* **What is expected**: Before answering, work out how many lines below contain the string "mind"; the reply is that number alone.

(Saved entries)
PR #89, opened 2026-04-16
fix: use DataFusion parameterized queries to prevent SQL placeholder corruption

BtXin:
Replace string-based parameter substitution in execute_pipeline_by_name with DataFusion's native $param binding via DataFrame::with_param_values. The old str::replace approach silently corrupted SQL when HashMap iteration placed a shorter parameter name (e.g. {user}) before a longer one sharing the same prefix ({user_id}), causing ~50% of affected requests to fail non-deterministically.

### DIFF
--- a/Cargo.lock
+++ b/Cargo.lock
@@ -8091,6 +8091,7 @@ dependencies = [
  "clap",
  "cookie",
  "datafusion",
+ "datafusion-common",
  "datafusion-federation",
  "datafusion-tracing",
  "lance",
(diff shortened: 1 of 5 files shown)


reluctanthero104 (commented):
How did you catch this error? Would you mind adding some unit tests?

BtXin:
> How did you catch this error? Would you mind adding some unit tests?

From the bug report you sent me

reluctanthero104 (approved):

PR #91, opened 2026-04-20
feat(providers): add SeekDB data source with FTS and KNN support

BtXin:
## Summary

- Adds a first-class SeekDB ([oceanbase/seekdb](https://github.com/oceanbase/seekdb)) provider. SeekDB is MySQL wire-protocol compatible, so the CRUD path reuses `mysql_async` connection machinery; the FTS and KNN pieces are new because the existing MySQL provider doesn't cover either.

* **Output of the task**: 2